I am not an expert. This is only my second visit here. There are giant propaganda billboards all over the country when I’ve been out in the countryside. There are offices of the communist party in every neighborhood. It’s a one-party state. What percentage of the economy is still in the hands of the party? I’d have to doublecheck my facts, but I think 40% of the businesses are party-owned. You’re talking about infrastructure, and then from what I can tell, looking at signs by the factories I was passing by in these industrial areas, they were joint ventures with the party itself. So yeah there’s no doubt that the party has quite a dominant presence throughout the country.
And how do they handle elections here?
This is a traditional communist state and–
You’re voting for your party candidate or your local council party member?
I don’t even know if…even China has experimented with some local elections. I’m not sure that there’s anything like that here. Certainly there’s no contested elections.
So, for example, our waitress, very pleasant young woman and she’s got a good job, seems well presented. At what point does she get in trouble with the communist government of Vietnam for saying what?
If she wrote a blog criticizing the government, she’d go to jail.
Really?
Yeah.
That’s heavy stuff.
Yeah. You can look it up, I dont know what the number of bloggers that are presently in jail for blogging…
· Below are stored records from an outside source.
PR #1075, opened 2020-02-13
Allow different cpuct at root.

mooskagh:


Naphthalin:
Sry that I come up with this only now, but I thought a bit more about the implementation of cpuct at root, and I think instead of a delta we should implement a factor for cpuct at root.

Reasons:
1.) cpuct-scaling: with a constant difference and notable scaling, a constant difference would lead to an effectively decreasing difference between tree cpuct and root cpuct, as cpuct is always used as a multiplicative parameter
2.) adjusting npm targets in training: if we experiment again with increasing the nodes per move in training, unchanged policy targets need an increased cpuct at root, where a `x2` increase in npm means a `x sqrt(2)` increase in cpuct at root. This would be much easier to follow/implement with a factor than with a difference.

PR #1076, opened 2020-02-14
Rename DirectX 12 backend to dx12

mooskagh:
As ruled by https://discordapp.com/channels/425419482568196106/445928688115122176/676762279634796546

### DIFF
--- a/src/neural/dx/network_dx.cc
+++ b/src/neural/dx/network_dx.cc
@@ -24,6 +24,8 @@
   terms of the respective license agreement, the licensors of this
   Program grant you additional permission to convey the resulting work.
 */
+#include "network_dx.h"
+
 #include <algorithm>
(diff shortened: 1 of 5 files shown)


src/neural/dx/network_dx.cc
```diff
@@ -24,6 +24,8 @@
   terms of the respective license agreement, the licensors of this
   Program grant you additional permission to convey the resulting work.
 */
+#include "network_dx.h"
```
borg323: This one breaks the appveyor build

borg323: Seems this is more complicated... Better move it back for now.

mooskagh: I cannot, my editor formats files on save. :-P

PR #1079, opened 2020-02-15
Get rid of libproto!

mooskagh:
Works except:

* need more cleanup in meson.build, and run autogenerate script. Generated proto/net.pb.h file is temporary, will not be merged.
* Have to think what to do with older networks (I removed those https://github.com/LeelaChessZero/lc0/blob/master/src/neural/loader.cc#L119 lines because it's not possible now to modify a proto.


meson.build
```diff
@@ -38,28 +38,14 @@ has_backends = false
...
-gen = generator(protoc, output: ['@BASENAME@.pb.cc', '@BASENAME@.pb.h'],
-  arguments : ['--proto_path=@CURRENT_SOURCE_DIR@/libs/lczero-common', '--cpp_out=@BUILD_DIR@', '@INPUT@'])
+# Compiling protobufs.
+python = find_program('python3')
+gen = generator(python, output: ['@BASENAME@.pb.h'],
+  arguments : [
+    '@CURRENT_SOURCE_DIR@/scripts/compile_proto.py',
+    '--proto_path=@CURRENT_SOURCE_DIR@/libs/lczero-common',
+    '--cpp_out=@BUILD_DIR@',
+    '@INPUT@'])
```
borg323: I would rewrite this as:
```
compile_proto = find_program('scripts/compile_proto.py')
gen = generator(compile_proto, output: ['@BASENAME@.pb.h'],
  arguments : [
    '--proto_path=@CURRENT_SOURCE_DIR@/libs/lczero-common',
    '--cpp_out=@BUILD_DIR@',
    '@INPUT@'])
```
From the meson docs:
>Meson will also autodetect scripts with a shebang line and run them with the executable/interpreter specified in it both on Windows (because the command invocator will reject the command otherwise) and Unixes (if the script file does not have the executable bit set). Hence, you must not manually add the interpreter while using this script as part of a list of commands.

src/utils/protomessage.h
```diff
@@ -0,0 +1,103 @@
+#pragma once
+
+#include <cstdint>
+#include <cstring>
+#include <functional>
+#include <map>
+#include <string_view>
+#include <vector>
+
```
lealgo: Just a reminder, it needs to `#include <string>` so it can pass cross-compilation.
Also lots of warnings are silenced (not just for cross-compilation) with 
```
#undef minor
#undef major
```

mooskagh: Done!

meson.build
```diff
@@ -79,8 +67,11 @@ if run_command('checkdir.py', 'libs/lczero-common/proto').returncode() != 0
   endif
 endif
 
-pb_files = gen.process('libs/lczero-common/proto/net.proto',
+pb_files = [
+  'src/utils/protomessage.cc',
+  gen.process('libs/lczero-common/proto/net.proto',
   preserve_path_from : meson.current_source_dir() + '/libs/lczero-common/')
```
borg323: The `preserve_path_from` etc. is no longer needed.

mooskagh: I think it is needed. Otherwise meson will expect it in the root of the built directory rather than in proto/ subdir.

borg323: I wasn't sure myself, so I tested it before posting. Turn out we needed it only for the generated c++ file and not the header.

So can Americans look back through some political filter and say, “See, we told you, we were trying to save these people from this kind of totalitarianism, authoritarianism, and yeah they’ve grown the economy a bit but they’ve had to suffer through this for forty years and goddamn, we gave it our best effort to try to save them from it.”
I think, I don’t think it’s possible to take a one end of the filter look at Vietnam right now in terms of US geopolitical interests. It’s very interesting, fascinating to me, that there have been overtures by the government of Vietnam to the United States looking for closer ties, including possibly the use of Cam Rahn Bay, and there’s no doubt, as I mentioned before, that the Vietnamese see China as much more of a threat than the United States. And from the US perspective, I guess there’s an open question about how we should engage with Vietnam. We have a new ambassador here, who I believe is the first openly gay ambassador.
Really? What’s his name?
I follow him on Twitter. Ted Osius III. So the question is, some people might say, “What right does the United States, after meddling in Vietnam to the point of a long and tragic war, which did not cause the communists to collapse, what right do we have to intervene in any way into this country?” And others would say, “Well, we have American principles that need to be upheld and we need to apply these principles fairly to all countries we deal with, including the issues of freedom of expression and human rights.” And there’s no doubt that there are serious problems in that area here. And the United States government does criticize, okay? But to what degree should it affect this relationship with Vietnam? And then the other thing to look at is maybe we should be more pragmatic and if we’re looking at American geopolitical interests and for those who believe that interest is trying to keep a rising China as a maritime power in check, and to reassure allies and friends and others in the region, including neutral states, such as Indonesia, Malaysia, Vietnam, that we don’t have treaties with, as we do with countries such as Japan, South Korea, and the Philippines, Australia, that if push comes to shove, that we’re going to be there to stand up for our treaty partners and for others who would be the victims of aggression from a Chinese navy in the future. So, yeah, it’s a complicated, multi-faceted puzzle. And Vietnam is at the absolute core of that in this part of the world.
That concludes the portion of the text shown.